Go through the entries and copy every one exactly.

+++

Issue #229, opened 2023-01-12
Line 132 of layout_right.hpp seems wrong


riclarsson:
Hi,

I think the line should simply read `decltype(other.stride(0)) stride = 1;`.  I guess you have that index type declared somewhere but I am not sure where.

+++

* YOUR RESPONSE:
Issue #229, opened 2023-01-12
Line 132 of layout_right.hpp seems wrong


riclarsson:
Hi,

I think the line should simply read `decltype(other.stride(0)) stride = 1;`.  I guess you have that index type declared somewhere but I am not sure where.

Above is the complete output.